Set down the records below in full, exactly as they read.

=== Section Start ===

PR #1569, opened 2025-03-05
chore: ensure graceful server shutdown

kian99:
## Description
This PR fixes an issue where the JIMM server was not shutting down properly when receiving a SIGTERM signal. This was because all routines started by service.Go() need to end before service.Wait() will return. The SSH server was not being shutdown and blocking return. This is affecting our dev environment deployment where the service manager Pebble is waiting forever for JIMM to exit.

I've also made a change to avoid printing stacktraces in our production logger. These were present in our production logs and were a big clutter and making it very hard to read the logs. These weren't always turned on but I think this behaviour changed when we reworked our logger.

## Test instructions
I'll add a test for this in a follow-up but I've confirmed the issue by doing the following,
1. `docker compose logs -f jimm`

In a separate terminal 
1. `docker compose --profile dev up -d --wait`
3. `docker exec -it jimm bash`
4. `ps aux` (note that JIMM won't be PID 1 because of `air`)
5. `kill <jimm-pid>`
6. See that without these changes JIMM logs hang and with the change the server properly shuts down.

### DIFF
--- a/cmd/jimmsrv/main.go
+++ b/cmd/jimmsrv/main.go
@@ -30,7 +30,7 @@ func main() {
 	})
 	err := s.Wait()
 
-	zapctx.Error(context.Background(), "shutdown", zap.Error(err))
+	zapctx.Error(context.Background(), "jimm shutdown complete", zap.Error(err))
 	if _, ok := err.(*service.SignalError); !ok {
 		os.Exit(1)
 	}
@@ -207,19 +207,8 @@ func start(ctx context.Context, s *service.Service) error {
 		Handler:           jimmsvc,
 		ReadHeaderTimeout: time.Second * 5,
 	}
-	s.OnShutdown(func() {
-		ctx, cancel := context.WithTimeout(context.Background(), 10*time.Second)
-		defer cancel()
 
-		zapctx.Warn(ctx, "server shutdown triggered")
-		err = httpsrv.Shutdown(ctx)
-		if err != nil {
-			zapctx.Error(ctx, "failed to shutdown server gracefully", zap.Error(err))
-		}
-		jimmsvc.Cleanup()
-	})
-	s.Go(httpsrv.ListenAndServe)
-	zapctx.Info(ctx, "Successfully started JIMM server")
+	// intentionally ignore the error because invalid values are handled by the jump server.
 	maxConccurentConncetions, _ := strconv.Atoi(os.Getenv("JIMM_SSH_MAX_CONCURRENT_CONNECTIONS"))
 
 	sshServer, err := ssh.NewJumpServer(ctx, ssh.Config{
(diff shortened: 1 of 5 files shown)


cmd/jimmsrv/main.go
```diff
@@ -207,30 +207,36 @@ func start(ctx context.Context, s *service.Service) error {
...
-		HostKey:                  []byte(hostKeyRaw),
-		MaxConcurrentConnections: maxConccurentConncetions,
-	}, jimmsvc.JIMM().SSHManager())
-	if err != nil {
-		return err
-	}
+	zapctx.Info(ctx, "Successfully started JIMM HTTP server")
 	s.Go(sshServer.ListenAndServe)
-	zapctx.Info(ctx, "Successfully started JIMM ssh server")
+	zapctx.Info(ctx, "Successfully started JIMM SSH server")
```
ale8k: Just "Started", you don't know if it's successful

cmd/jimmsrv/main.go
```diff
@@ -207,30 +207,36 @@ func start(ctx context.Context, s *service.Service) error {
...
 	s.OnShutdown(func() {
 		ctx, cancel := context.WithTimeout(context.Background(), 10*time.Second)
 		defer cancel()
 
-		zapctx.Warn(ctx, "server shutdown triggered")
+		zapctx.Warn(ctx, "HTTP server shutdown triggered")
 		err = httpsrv.Shutdown(ctx)
 		if err != nil {
-			zapctx.Error(ctx, "failed to shutdown server gracefully", zap.Error(err))
+			zapctx.Error(ctx, "failed to shutdown HTTP server gracefully", zap.Error(err))
```
ale8k, line 227: shutdown implies graceful, can just say "failed to shutdown HTTP server" and same for SSH

cmd/jimmsrv/main.go
```diff
@@ -207,30 +207,36 @@ func start(ctx context.Context, s *service.Service) error {
 		Handler:           jimmsvc,
 		ReadHeaderTimeout: time.Second * 5,
 	}
+
+	maxConccurentConncetions, _ := strconv.Atoi(os.Getenv("JIMM_SSH_MAX_CONCURRENT_CONNECTIONS"))
```
ale8k, line 212: Spelling & why ignore err?

ale8k (changes requested):
Some comments to resolve

cmd/jimmsrv/main.go
kian99: No? Shutdown can be forced or graceful. In this case it wasn't graceful, something went wrong during shutdown.

cmd/jimmsrv/main.go
kian99: It was like this, I assume because the ssh server verifies this value and sets a default if it's out of bounds.

cmd/jimmsrv/main.go
kian99: I mean sure, but this wasn't the point of this PR.

cmd/jimmsrv/main.go
SimoneDutto: yep, kian is right

SimoneDutto (approved):

cmd/jimmsrv/main.go
ale8k: Usually the language "shutdown" just implies graceful? Terminate / Kill etc often are ungraceful? And it still attempted it gracefully?

ale8k (approved):

cmd/jimmsrv/main.go
kian99: No, inside the function, if the shutdown didn't complete by the time the context was cancelled then it returns an error to indicate shutdown didn't happen within the alloted time.

ale8k: Yup, if it was ungraceful, you wouldn't have any timer - it'd be "burn this thing with fire now!!" (See the Close() method)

=== Section End ===

> Exercise output
PR #1569, opened 2025-03-05
chore: ensure graceful server shutdown

kian99:
## Description
This PR fixes an issue where the JIMM server was not shutting down properly when receiving a SIGTERM signal. This was because all routines started by service.Go() need to end before service.Wait() will return. The SSH server was not being shutdown and blocking return. This is affecting our dev environment deployment where the service manager Pebble is waiting forever for JIMM to exit.

I've also made a change to avoid printing stacktraces in our production logger. These were present in our production logs and were a big clutter and making it very hard to read the logs. These weren't always turned on but I think this behaviour changed when we reworked our logger.

## Test instructions
I'll add a test for this in a follow-up but I've confirmed the issue by doing the following,
1. `docker compose logs -f jimm`

In a separate terminal 
1. `docker compose --profile dev up -d --wait`
3. `docker exec -it jimm bash`
4. `ps aux` (note that JIMM won't be PID 1 because of `air`)
5. `kill <jimm-pid>`
6. See that without these changes JIMM logs hang and with the change the server properly shuts down.

### DIFF
--- a/cmd/jimmsrv/main.go
+++ b/cmd/jimmsrv/main.go
@@ -30,7 +30,7 @@ func main() {
 	})
 	err := s.Wait()
 
-	zapctx.Error(context.Background(), "shutdown", zap.Error(err))
+	zapctx.Error(context.Background(), "jimm shutdown complete", zap.Error(err))
 	if _, ok := err.(*service.SignalError); !ok {
 		os.Exit(1)
 	}
@@ -207,19 +207,8 @@ func start(ctx context.Context, s *service.Service) error {
 		Handler:           jimmsvc,
 		ReadHeaderTimeout: time.Second * 5,
 	}
-	s.OnShutdown(func() {
-		ctx, cancel := context.WithTimeout(context.Background(), 10*time.Second)
-		defer cancel()
 
-		zapctx.Warn(ctx, "server shutdown triggered")
-		err = httpsrv.Shutdown(ctx)
-		if err != nil {
-			zapctx.Error(ctx, "failed to shutdown server gracefully", zap.Error(err))
-		}
-		jimmsvc.Cleanup()
-	})
-	s.Go(httpsrv.ListenAndServe)
-	zapctx.Info(ctx, "Successfully started JIMM server")
+	// intentionally ignore the error because invalid values are handled by the jump server.
 	maxConccurentConncetions, _ := strconv.Atoi(os.Getenv("JIMM_SSH_MAX_CONCURRENT_CONNECTIONS"))
 
 	sshServer, err := ssh.NewJumpServer(ctx, ssh.Config{
(diff shortened: 1 of 5 files shown)


cmd/jimmsrv/main.go
```diff
@@ -207,30 +207,36 @@ func start(ctx context.Context, s *service.Service) error {
...
-		HostKey:                  []byte(hostKeyRaw),
-		MaxConcurrentConnections: maxConccurentConncetions,
-	}, jimmsvc.JIMM().SSHManager())
-	if err != nil {
-		return err
-	}
+	zapctx.Info(ctx, "Successfully started JIMM HTTP server")
 	s.Go(sshServer.ListenAndServe)
-	zapctx.Info(ctx, "Successfully started JIMM ssh server")
+	zapctx.Info(ctx, "Successfully started JIMM SSH server")
```
ale8k: Just "Started", you don't know if it's successful

cmd/jimmsrv/main.go
```diff
@@ -207,30 +207,36 @@ func start(ctx context.Context, s *service.Service) error {
...
 	s.OnShutdown(func() {
 		ctx, cancel := context.WithTimeout(context.Background(), 10*time.Second)
 		defer cancel()
 
-		zapctx.Warn(ctx, "server shutdown triggered")
+		zapctx.Warn(ctx, "HTTP server shutdown triggered")
 		err = httpsrv.Shutdown(ctx)
 		if err != nil {
-			zapctx.Error(ctx, "failed to shutdown server gracefully", zap.Error(err))
+			zapctx.Error(ctx, "failed to shutdown HTTP server gracefully", zap.Error(err))
```
ale8k, line 227: shutdown implies graceful, can just say "failed to shutdown HTTP server" and same for SSH

cmd/jimmsrv/main.go
```diff
@@ -207,30 +207,36 @@ func start(ctx context.Context, s *service.Service) error {
 		Handler:           jimmsvc,
 		ReadHeaderTimeout: time.Second * 5,
 	}
+
+	maxConccurentConncetions, _ := strconv.Atoi(os.Getenv("JIMM_SSH_MAX_CONCURRENT_CONNECTIONS"))
```
ale8k, line 212: Spelling & why ignore err?

ale8k (changes requested):
Some comments to resolve

cmd/jimmsrv/main.go
kian99: No? Shutdown can be forced or graceful. In this case it wasn't graceful, something went wrong during shutdown.

cmd/jimmsrv/main.go
kian99: It was like this, I assume because the ssh server verifies this value and sets a default if it's out of bounds.

cmd/jimmsrv/main.go
kian99: I mean sure, but this wasn't the point of this PR.

cmd/jimmsrv/main.go
SimoneDutto: yep, kian is right

SimoneDutto (approved):

cmd/jimmsrv/main.go
ale8k: Usually the language "shutdown" just implies graceful? Terminate / Kill etc often are ungraceful? And it still attempted it gracefully?

ale8k (approved):

cmd/jimmsrv/main.go
kian99: No, inside the function, if the shutdown didn't complete by the time the context was cancelled then it returns an error to indicate shutdown didn't happen within the alloted time.

ale8k: Yup, if it was ungraceful, you wouldn't have any timer - it'd be "burn this thing with fire now!!" (See the Close() method)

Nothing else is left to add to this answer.